What to produce:
Each line of the entries, from the first to the line containing "Since rtorrent version", is to be transcribed exactly as it stands; include no other lines.

Given records:

PR #23645, opened 2022-01-04
net-p2p/rtorrent: Remove dependency on screen for daemonising.

Razorfang:
Since rtorrent version 0.9.7, there is a built-in option for daemonising the program. This means that the old method of using screen is outdated. This also means that we can remove the screen dependency by using the new daemonising method.

I have tested the new openrc-related changes on my own PC and it works fine, but I have not tested the systemd-related changes.

### DIFF
--- a/net-p2p/rtorrent/files/rtorrent-r1.init
+++ b/net-p2p/rtorrent/files/rtorrent-r1.init
@@ -6,6 +6,7 @@ description="rTorrent BitTorrent client"
 command="/usr/bin/rtorrent"
 command_args="-o system.daemon.set=true"
 command_background=true
+command_user="${USER}"
 pidfile="/run/rtorrent.pid"
 
 depend()
--- a/net-p2p/rtorrent/files/rtorrent-r1.init
+++ b/net-p2p/rtorrent/files/rtorrent-r1.init
@@ -1,0 +1,15 @@
+#!/sbin/openrc-run
+# Distributed under the terms of the GNU General Public License v2
+
+description="rTorrent BitTorrent client"
+
+command="/usr/bin/rtorrent"
+command_args="-o system.daemon.set=true"
+command_background=true
+pidfile="/run/rtorrent.pid"
+
+depend()
+{
+   use net ypbind nis
+   after slapd mysqld postgresql
+}
--- a/net-p2p/rtorrent/files/rtorrentd_at-r1.service
+++ b/net-p2p/rtorrent/files/rtorrentd_at-r1.service
@@ -1,0 +1,17 @@
+# This configuration file is taken from the Arch wiki.
+# https://wiki.archlinux.org/title/RTorrent#Systemd_service_as_a_daemon_for_a_user
+
+[Unit]
+Description=rTorrent for %i
+After=network.target
+
+[Service]
+Type=simple
+User=%i
+Group=%i
+WorkingDirectory=/home/%i
+# Modify the next line to the absolute path for rtorrent.lock, for example
+ExecStartPre=-/bin/rm -f /home/%i/.session/rtorrent.lock
+ExecStart=/usr/bin/rtorrent -o system.daemon.set=true
+Restart=on-failure
+RestartSec=3
--- a/net-p2p/rtorrent/rtorrent-0.9.8-r1.ebuild
+++ b/net-p2p/rtorrent/rtorrent-0.9.8-r1.ebuild
@@ -59,6 +59,7 @@ src_install() {
 	default
 	doman doc/rtorrent.1
 
-	newinitd ${FILESDIR}/rtorrent-r1.init rtorrent
+	newinitd "${FILESDIR}/rtorrent-r1.init" rtorrent
+	newconfd "${FILESDIR}/rtorrentd.conf" rtorrent
 	systemd_newunit "${FILESDIR}/rtorrentd_at-r1.service" "rtorrentd@.service"
 }
--- a/net-p2p/rtorrent/rtorrent-0.9.8-r1.ebuild
+++ b/net-p2p/rtorrent/rtorrent-0.9.8-r1.ebuild
@@ -1,0 +1,64 @@
+# Copyright 1999-2021 Gentoo Authors
+# Distributed under the terms of the GNU General Public License v2
+
+EAPI=6
+
+inherit autotools linux-info systemd
+
+DESCRIPTION="BitTorrent Client using libtorrent"
+HOMEPAGE="https://rakshasa.github.io/rtorrent/"
+SRC_URI="http://rtorrent.net/downloads/${P}.tar.gz"
+
+LICENSE="GPL-2"
+SLOT="0"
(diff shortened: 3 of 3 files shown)


Razorfang:
If this does get merged, I'll also update the wiki instructions here: [here](https://wiki.gentoo.org/wiki/RTorrent#Customizing_the_daemonizer)

ss23:
Looks good to me @Razorfang. Before it gets merged, you'll probably need to complete the "Missing GCO sign-off" step that the bot posted here. The GURU guide has some information on how to automate the signing process - https://wiki.gentoo.org/wiki/Project:GURU/Information_for_Contributors#Repository.2Fgit_setup

perfinion:
oh nice! yeah if you can add the Signed-off-by then I'll merge it. The author field is already good so just `git commit --amend -s --no-edit` is probably enough to fix it.

Razorfang:
That doesn't seem to work for me. I just finished following all the instruction on the wiki (at least I think so). When typing

```
git commit --amend --no-edit -s
```

, I get the following error:
```
error: gpg failed to sign the data
fatal: failed to write commit object
```

Razorfang:
@ss23  @perfinion  Alright, I added my sign-off message.

ss23:
It looks like this new `rtorrent-r1.init` doesn't support configuring the user rtorrent runs as through `/etc/conf.d/rtorrentd` anymore. I am not sure how common this is, but it's something I use. With this change, I think it can only run as root?

Razorfang:
> It looks like this new `rtorrent-r1.init` doesn't support configuring the user rtorrent runs as through `/etc/conf.d/rtorrentd` anymore. I am not sure how common this is, but it's something I use. With this change, I think it can only run as root?

I haven't tried what you've done. I'll have a look at it this when I can find time, hopefully this week.

Razorfang:
@ss23  Alright, I see that the config file where you used to set the user isn't being copied in my ebuild. It's because between `rtorrent-0.9.8.ebuild` and `rtorrent-0.9.8-r1.ebuild`, I didn't move over the `newconfd` call.

```
$ diff rtorrent-0.9.8.ebuild rtorrent-0.9.8-r1.ebuild
15c15
< IUSE="daemon debug selinux test xmlrpc"
---
> IUSE="debug selinux test xmlrpc"
23d22
< 	daemon? ( app-misc/screen )
63,67c62,63
< 	if use daemon; then
< 		newinitd "${FILESDIR}/rtorrentd.init" rtorrentd
< 		newconfd "${FILESDIR}/rtorrentd.conf" rtorrentd
< 		systemd_newunit "${FILESDIR}/rtorrentd_at.service" "rtorrentd@.service"
< 	fi
---
> 	newinitd ${FILESDIR}/rtorrent-r1.init rtorrent
> 	systemd_newunit "${FILESDIR}/rtorrentd_at-r1.service" "rtorrentd@.service"
```

I don't think that alone will fix the issue though, because in the old `rtorrentd.init` file, the user was set via a call to `start-stop-daemon`, which my ebuild does not call at all. I instead use the `command` and `command_args` keywords.

Would adding `command_user` to the conf.d file and the previously mentioned fix be sufficient to solve your issue?

Razorfang:
@ss23  I have a partial fix for you.

Here's a diff that would make the change work:
```
diff --git a/net-p2p/rtorrent/files/rtorrent-r1.init b/net-p2p/rtorrent/files/rtorrent-r1.init
index df75e1a0d05..e16f262bfbe 100644
--- a/net-p2p/rtorrent/files/rtorrent-r1.init
+++ b/net-p2p/rtorrent/files/rtorrent-r1.init
@@ -6,6 +6,7 @@ description="rTorrent BitTorrent client"
 command="/usr/bin/rtorrent"
 command_args="-o system.daemon.set=true"
 command_background=true
+command_user="${USER}"
 pidfile="/run/rtorrent.pid"

 depend()
diff --git a/net-p2p/rtorrent/rtorrent-0.9.8-r1.ebuild b/net-p2p/rtorrent/rtorrent-0.9.8-r1.ebuild
index 7c4e641a1c2..0624ec56d31 100644
--- a/net-p2p/rtorrent/rtorrent-0.9.8-r1.ebuild
+++ b/net-p2p/rtorrent/rtorrent-0.9.8-r1.ebuild
@@ -59,6 +59,7 @@ src_install() {
        default
        doman doc/rtorrent.1

-       newinitd ${FILESDIR}/rtorrent-r1.init rtorrent
+       newinitd "${FILESDIR}/rtorrent-r1.init" rtorrent
+       newconfd "${FILESDIR}/rtorrentd.conf" rtorrent
        systemd_newunit "${FILESDIR}/rtorrentd_at-r1.service" "rtorrentd@.service"
 }
```

The only problem though is the contents of `/etc/conf.d/rtorrent`. If you set, for example, `USER=Alice`, everything works fine. However, if you try using the existing default of `USER=$USER`, then you get this error:
```
$ sudo rc-service rtorrent restart
 * Caching service dependencies ...                                                                                                                                                                            [ ok ]
 * Starting rtorrent ...
 * start-stop-daemon: user `--background' not found
 * Failed to start rtorrent                                                                                                                                                                                    [ !! ]
 * ERROR: rtorrent failed to start
```

It looks like the `$USER` value passed to `command_user` is empty for some reason, meaning that the `$USER` expansion in `/etc/conf.d/rtorrent` doesn't expand out properly with openrc. I don't know if this is a bug with my script or a bug with openrc itself.

Razorfang:
Yup, I just checked by printing the value of the args generated by `rc-service`.

Here's what the args are with the name "Alice" specified in `/etc/conf.d/rtorrent`:
```
start-stop-daemon --start --exec /usr/bin/rtorrent --pidfile /run/rtorrent.pid --user Alice --background --make-pidfile -- -o system.daemon.set=true 
```

And here's what the args are with the name "$USER" in `/etc/conf.d/rtorrent`, which should expand out but doesn't.
```
start-stop-daemon --start --exec /usr/bin/rtorrent --pidfile /run/rtorrent.pid --user --background --make-pidfile -- -o system.daemon.set=true '
```

Razorfang:
Alright, so one of the Gentoo developers told me [here](https://forums.gentoo.org/viewtopic-p-8690709.html#8690709) that we can't expand environment variables in the openrc config file with my changes.

Razorfang:
The long and short of it is:

- With the latest commit I added, we can now use the config file to set users again.
- This config file must have a defined value, and does not support expanding environment variables such as $USER. This is different from the old rtorrent daemon implementation which had $USER as its default value, which presumably worked.
- The wiki currently suggest replacing the default value value of $USER with a defined user [https://wiki.gentoo.org/wiki/RTorrent#Customizing_the_daemonizer](here)

thesamesam:
@perfinion

perfinion:
Thanks! EAPI6 is deprecated so I updated to EAPI8 while merging. the new EAPI passes sysroot which caused some issues so I also had to add a sed to change -syslibroot= to --sysroot.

Output of the exercise:
PR #23645, opened 2022-01-04
net-p2p/rtorrent: Remove dependency on screen for daemonising.

Razorfang:
Since rtorrent version 0.9.7, there is a built-in option for daemonising the program. This means that the old method of using screen is outdated. This also means that we can remove the screen dependency by using the new daemonising method.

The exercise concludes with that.